───── DATASET ─────

Issue #1965, opened 2018-07-23
Show viewed characters in report history


MartijnHols:

joshinat0r:
added in #2024

PR #2024, opened 2018-07-30
[Core] add 'recently viewed characters' && add character link to report

joshinat0r:
Adds recently viewed characters to the 'recently viewed logs' div. (#1965 )
Pretty sure this:
```
const mapStateToProps = state => {
  return ({ });
};
 export default withRouter(connect(
  mapStateToProps,
  {
    appendReportHistory,
  }
)(Parses));
```
isn't how it's supposed to be done, but it doesn't work without mapStateToProps.

image

Also adds a link to our character-view to the report page if we have the realm & region info for that character.
image


joshinat0r:
**Don't merge**

Just realized that the realm-field has translated names (as in: our API saves for the Korean realm `Azshara` Azshara, but the character-URL want's the translated version 아즈샤라).

joshinat0r:
Removed the link to our character-page from the report-result-page.
Implementing this would either mean 
- that our API has save the slug or the untranslated name 
- that we add something like a `originalName` to the `REALMS.js` (but the export from the bnet-API doesn't include those)

joshinat0r:
- Readded character link to the report page
- Updated our character API to respect the encoding for each region

src/Interface/Character/Parses.js
```diff
@@ -544,4 +570,13 @@ class Parses extends React.Component {
   }
 }
 
-export default Parses;
+const mapStateToProps = state => {
+  return ({ });
+};
+
+export default withRouter(connect(
+  mapStateToProps,
```
MartijnHols: Since this is unused this should be null

src/Interface/Character/Parses.js
```diff
@@ -544,4 +570,13 @@ class Parses extends React.Component {
   }
 }
 
-export default Parses;
+const mapStateToProps = state => {
+  return ({ });
+};
+
+export default withRouter(connect(
```
MartijnHols: When using multiple decorators please use the `compose` function from the `redux` library.

src/Interface/Others/Report/Results/index.js
```diff
@@ -279,6 +279,17 @@ class Results extends React.PureComponent {
...
               </a>
+              {' '}
+              {characterProfile && characterProfile.realm && characterProfile.name && characterProfile.region && (
+                <Link 
+                  to={`/character/${characterProfile.region.toUpperCase()}/${characterProfile.realm}/${characterProfile.name}/`} 
+                  data-tip={`Show ${characterProfile.realm} - ${characterProfile.name}'s most recent logs`}
+                  className="btn"
+                  style={{ fontSize: 24 }}
+                >
+                  <img src="/favicon.png" alt="Wipefest logo" style={{ height: '1.4em', marginTop: '-0.15em' }} /> {characterProfile.name}
```
MartijnHols: "Wipefest logo"

src/Interface/Others/Report/Results/index.js
```diff
@@ -279,6 +279,17 @@ class Results extends React.PureComponent {
               >
                 <img src={WipefestLogo} alt="Wipefest logo" style={{ height: '1.4em', marginTop: '-0.15em' }} /> Wipefest
               </a>
+              {' '}
+              {characterProfile && characterProfile.realm && characterProfile.name && characterProfile.region && (
+                <Link 
+                  to={`/character/${characterProfile.region.toUpperCase()}/${characterProfile.realm}/${characterProfile.name}/`} 
+                  data-tip={`Show ${characterProfile.realm} - ${characterProfile.name}'s most recent logs`}
```
MartijnHols: Show -> View (view is what the users wants to do, show is what the system would do)

logs -> reports (we call them reports usually in line with WCL's naming)

joshinat0r:
Fixed the naming and updated the export to use compose

server/helpers/wowCommunityApi.js
```diff
@@ -1,20 +1,20 @@
...
+  'eu': 'ru_RU',
+  'us': 'en_US',
+  'tw': 'zh_TW',
+  'kr': 'ko_KR',
+};
 
 export function fetchCharacter(region, realm, name, fields) {
   region = region.toLowerCase();
-  if (!availableRegions.includes(region)) {
+  if (!Object.keys(availableRegions).includes(region)) {
```
MartijnHols: This could be just `availableRegions[region]`

src/Interface/Character/Parses.js
```diff
@@ -13,9 +16,11 @@ import ZONES from 'common/ZONES';
 import SPECS from 'common/SPECS';
 import DIFFICULTIES from 'common/DIFFICULTIES';
 import ITEMS from 'common/ITEMS';
+import REPORT_HISTORY_TYPES from 'Interface/Home/ReportHistory/REPORT_HISTORY_TYPES';
 
 import './Parses.css';
 import ParsesList from './ParsesList';
+import { compose } from '../../../node_modules/redux';
```
MartijnHols: Please change this to an absolute import

src/Interface/Character/Parses.js
```diff
@@ -1,6 +1,9 @@
 import React from 'react';
 import PropTypes from 'prop-types';
 import { Link } from 'react-router-dom';
+import { appendReportHistory } from 'Interface/actions/reportHistory';
```
MartijnHols: Please put project imports in a separate group from library imports.

joshinat0r:
Fixed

─────

WORK INSTRUCTIONS. From the listing above, find the number of lines with the word "library" in them. Answer with the number only.

PROBLEM SOLUTION. 2